In Family Values, Cooper characterized this neoliberal ‘strike’ as a moral crusade as much as an economic response to stagflation, driven by the conviction that ‘the grand macroeconomic issues of the time, from inflation to budget deficits to ballooning welfare budgets, reflected an ominous shift in the sexual and racial foundations of the Fordist family’. In her telling, the postwar Keynesian consensus in America depended on excluding large surplus populations from the benefits of full employment and the generous New Deal welfare state. Without a reserve army of the unemployed, macroeconomic imbalances, like inflation or wage growth, would have threatened the stability of capital. But through various racist and sexist exclusions, an ample buffer of workers was always at hand, and a more-or-less orderly regime of accumulation maintained for a generation after the Second World War. Starting in the mid-1960s, however, with the success of the civil rights movement, feminism and welfare activism, the barriers preventing these excluded constituencies from accessing fiscal support were toppled one by one: court cases removed moralistic restrictions on welfare recipients; bankers and regulators ended the discriminatory practice of ‘red-lining’ inner city neighbourhoods deemed ‘uninsurable’; and Congress extended Social Security benefits to previously debarred groups—‘African American factory and domestic workers, public-sector employees, migrant farm labourers, welfare mothers, students’. Johnson’s Great Society reforms catalysed a proliferation of organizations taking advantage of the new funding to push the welfare state even further—past the point where it would simply mediate social conflicts, mid-century Keynesianism’s stopping place, and towards the possibility of overcoming them. Even Nixon, Cooper stresses, strongly considered universal healthcare and basic income programmes.

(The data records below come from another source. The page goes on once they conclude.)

PR #175, opened 2022-05-17
Store window state

ThistleSifter:
This PR adds some mixin methods that allow window state (position & size) to persist across script executions and window showings.

This is primarily controlled with two methods: `SetAutoRestorePosition` and `SetAutoRestoreSize`. The default behaviour in `FCMCustomLuaWindow` is disabled (to keep it backwards compatible) and the default behaviour in `FCXCustomLuaWindow` is enabled for position only.

While testing I noticed that restoring position for a window that can't be user-resized can have strange results:
```lua

local function create_window()
    local window = mixin.FCXCustomLuaWindow()
    window:SetAutoRestoreSize(true)
    window:CreateEdit(10, 10):SetText("")

    finenv.RegisterModelessDialog(window)
    return window
end

if not dialog then
    dialog = create_window()
    finenv.RetainLuaState = true
end

dialog:ShowModeless()
```

On second running, the window balloons out to a much larger size.

### DIFF
--- a/src/library/mixin.lua
+++ b/src/library/mixin.lua
@@ -613,13 +613,7 @@ function mixin.subclass(object, class_name)
         error("Object is not a finale object.", 2)
     end
 
-    local success, result = pcall(mixin.subclass_helper, object, class_name)
-
-    if not success then
-        error(result, 2)
-    end
-
-    if not result then
+    if not catch_and_rethrow(mixin.subclass_helper, 2, object, class_name) then
         error(class_name .. " is not a subclass of " .. object.MixinClass, 2)
     end
 
@@ -628,13 +622,21 @@ end
 
 -- Returns true on success, false if class_name is not a subclass of the object, and throws errors for everything else
 -- Returns false because we only want the originally requested class name for the error message, which is then handled by mixin.subclass
-function mixin.subclass_helper(object, class_name)
+function mixin.subclass_helper(object, class_name, suppress_errors)
     if not object.MixinClass then
-        error("Object is not mixin-enabled.", 0)
+        if suppress_errors then
+            return false
+        end
+
+        error("Object is not mixin-enabled.", 2)
     end
 
     if not is_fcx_class_name(class_name) then
-        error("Mixins can only be subclassed with an FCX class.", 0)
+        if suppress_errors then
+            return false
+        end
+
+        error("Mixins can only be subclassed with an FCX class.", 2)
     end
 
     if object.MixinClass == class_name then return true end
@@ -642,7 +644,11 @@ function mixin.subclass_helper(object, class_name)
     mixin.load_mixin_class(class_name)
 
     if not mixin_classes[class_name] then
-        error("Mixin '" .. class_name .. "' not found.", 0)
+        if suppress_errors then
+            return false
+        end
+
+        error("Mixin '" .. class_name .. "' not found.", 2)
     end
 
     -- If we've reached the top of the FCX inheritance tree and the class names don't match, then class_name is not a subclass
@@ -651,8 +657,10 @@ function mixin.subclass_helper(object, class_name)
     end
 
     -- If loading the parent of class_name fails, then it's not a subclass of the object
-    if mixin_classes[class_name].props.MixinParent ~= object.MixinClass and not mixin.subclass_helper(object, mixin_classes[class_name].props.MixinParent) then
-        return false
+    if mixin_classes[class_name].props.MixinParent ~= object.MixinClass then
+        if not catch_and_rethrow(mixin.subclass_helper, 2, object, mixin_classes[class_name].props.MixinParent) then
+            return false
+        end
     end
 
     -- Copy the methods and properties over
@@ -663,7 +671,7 @@ function mixin.subclass_helper(object, class_name)
 
     -- Run initialiser, if there is one
     if mixin_classes[class_name].props.Init then
-        props.Init(object)
+        catch_and_rethrow(object.Init, 2, object)
     end
 
     return true
@@ -686,9 +694,9 @@ function mixin.create_fcx(class_name, ...)
 
     if not object then return nil end
 
-    local success, result = pcall(mixin.subclass_helper, object, class_name)
-
-    if not success or not result then return nil end
+    if not catch_and_rethrow(mixin.subclass_helper, 2, object, class_name, false) then
+        return nil
+    end
 
     return object
 end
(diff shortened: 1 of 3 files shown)


rpatters1:
One of the disadvantages I've discovered about calling C++ from Lua is that a C++ function can have a required `bool` parameter, but there is no way to force the Lua caller to provide it. It silently defaults to `false`.

The bug here is cause by the fact that the `StorePosition` method has a required `bool` parameter (in C++) that determines if the window size data is to be stored as well as the position. To fix this bug, the `restore_position` function should be:

```lua
local function restore_position(window)
    if private[window].HasBeenShown and (finenv.MajorVersion > 0 or finenv.MinorVersion >= 60) then
        if private[window].AutoRestoreSize and private[window].StoredWidth ~= -1 then
            window:StorePosition(true) -- <<===
            window:SetRestorePositionData_(
                private[window].StoredX, private[window].StoredY, private[window].StoredWidth,
                private[window].StoredHeight)
            window:RestorePosition()
        elseif private[window].AutoRestorePosition then
            window:StorePosition(false) -- <<===
            window:SetRestorePositionOnlyData_(private[window].StoredX, private[window].StoredY)
            window:RestorePosition()
        end
    end
end
```

Note the arrows I've added by each call to `StorePosition`.

ThistleSifter:
I've changed the lines you marked but I'm still getting the same behaviour when restoring size.

In the test script, it's setting these values:
`width: 108`
`height: 114`

But after calling `RestorePosition()` it has these values:
`width: 480`
`height: 320`

rpatters1:
I'm trying to get my `transpose_by_step.lua` script to work with mixins. It's very close but I'm having some challenges. Please consider the following sample code:

```lua

-- require("mobdebug").start()

function on_ok()
    finenv.UI():AlertInfo(editctrl_val, "On Okay")
end

function on_edit_change(editctrl, strtext)
    editctrl_val = strtext
end

local function create_window()
    local window = mixin.FCXCustomLuaWindow()
    window:CreateEdit(10, 10):AddHandleChange(on_edit_change):SetText("1234")
    window:CreateOkButton()
    window:RegisterHandleOkButtonPressed(on_ok)
    window.OkButtonCanClose = false

    finenv.RegisterModelessDialog(window)
    return window
end

if not dialog then
    dialog = create_window()
    finenv.RetainLuaState = true
end

dialog:ShowModeless()
```

I'm having to issues with this code:

1. When `on_edit_change` is called, the value in `strtext` is truncated by one character.
2. `on_edit_change` is not called when `ShowModeless` happens, so my global `editctrl_val` is stale until the user actually edits the value in the dialog box.

I would welcome suggestions for how to address item 2. My goal is not to have to keep a reference to the edit control, but I suppose that would work. (Item 1 is easy to work around by calling the edit control directly.)

rpatters1:
I'm working on this right now. Something still not right, but in the mean time, I'm wondering how you would feel about adding this to the default HandleCloseWindow function:

```lua
    if finenv.DebugEnabled then
        if global_dialog:QueryLastCommandModifierKeys(finale.CMDMODKEY_ALT) or
            global_dialog:QueryLastCommandModifierKeys(finale.CMDMODKEY_SHIFT) then
            finenv.RetainLuaState = false
        end
    end
```

The issue is that without some way to end the Lua State, it is impossible to stop debugging a script and start editing it. (At least with ZeroBraneStudio.) Without this code, one has to restart Finale in order to edit the script.

rpatters1:
In response to your comments about destroying the underlying `FCCustomLuaWindow` instance, I will just throw out that there is no provision in the PDK Framework for reusing the same instance to open a different window. The Framework maintains a lot of state about the window at a lot of different levels, and I don't think it's ever been tested to try to run a new window on state that hasn't been initialized from scratch.

I guess we're going to find out.

rpatters1:
Re `clone`, it's ugly to force all implementations to do that. What happens if they don't? My feeling is that either reuse is allowed or it isn't. We shouldn't leave it up to consumers of the library.

rpatters1:
Got it.

If an edit text is not initialized when it is created, it does not retain its value across invocations of the script. Here is a simple example:

```lua

if not finenv.RetainLuaState or not dialog then
    dialog = mixin.FCXCustomLuaWindow()
    dialog:CreateEdit(10, 10) -- no initialization
    finenv.RetainLuaState = true
end

finenv.RegisterModelessDialog(dialog)
dialog:ShowModeless()
```

ThistleSifter:
Yeah, you're right, it's not pretty. I still think reuse should be allowed. Regardless of whether I was using this library or not, I would expect that storing a dialog in a global variable would persist with `finenv.RetainLuaState`. If it doesn't (and in a way that's already the case with controls), I'd consider that a PDK bug, but I don't know if that's fixable. If we do get to a worst case scenario and we find that something doesn't work, I can always write some proxying so that the `FCCustomLuaWindow` mixins have another `FCCustomLuaWindow` mixin in the background that everything is forwarded to, which can then be silently cloned and swapped out in the background on subsequent openings.

Yes it has to be before the window is first shown. I'll work on a proper solution for persisting control values across script executions anyway, so we don't need to rely on hacks.

rpatters1:
Followup: getting an error in this line in JW Lua

```lua
local dialog = mixin.FCXCustomLuaWindow():SetTitle("Transpose By Steps")
```
"Attempt to index nil value".

The require seems to have worked but `mixin.FCXCustomLuaWindow()` is returning nil.

Not sure how much effort should go into JW Lua support, but the nice thing about supporting it is that it allows the script to work in 32-bit versions of Finale.

rpatters1:
More info. This line seems to be the (or at least a) culprit:

```lua
FCXCustomLuaWindow.lua:40: attempt to call method 'SetAutoRestorePosition' (a nil value)
```

rpatters1:
As a test I modified `FCXCustomLuaWindow.lua` line 40 to be this:

```lua

    if finenv.IsRGPLua then
        self:SetAutoRestorePosition(true)
    end
```

My script now works correctly in JW Lua. I'm not sure if this is the best fix, though.

ThistleSifter:
I've fixed the issue in `FCXCustomLuaWindow`. Part of the problem is that errors are currently suppressed from `Init` functions, so I'll look at fixing that too.

ThistleSifter:
I've sorted out the issue with errors being suppressed from `Init` methods and also improved the displaying of errors from `mixin.subclass`.

rpatters1:
Okay, I'm going ahead with merging this PR. We can deal with how to deploy in a future one.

The complicated story of the capitalist counteroffensive can be split into two parts, corresponding to Cooper’s two books. Family Values gives an account of the ‘anti-welfare backlash’, instigated by ‘the neoliberal–new social conservative alliance’ who felt that the ‘ominous’ extension of New Deal entitlements beyond the male breadwinner was not only stoking inflation but also ‘radically undermining the American family’. The solution: the restoration of ‘family capitalism’, which far from being usurped by the modern corporation and the welfare state, as Schumpeter predicted (‘the capitalist process, by virtue of the psychic attitudes it creates, progressively dims the values of family life’), would now be the linchpin of the economy once again. Under the banner of moral responsibility and market rationality, neoconservatives and neoliberals jointly scaled back the state’s role as ‘welfare provider of last resort’, reassigning that function to the family, their favoured legal form of accumulation. Cooper sums up their view in the dictum: ‘There is no better instrument for the long-term hoarding of wealth than the legal haven of the family.’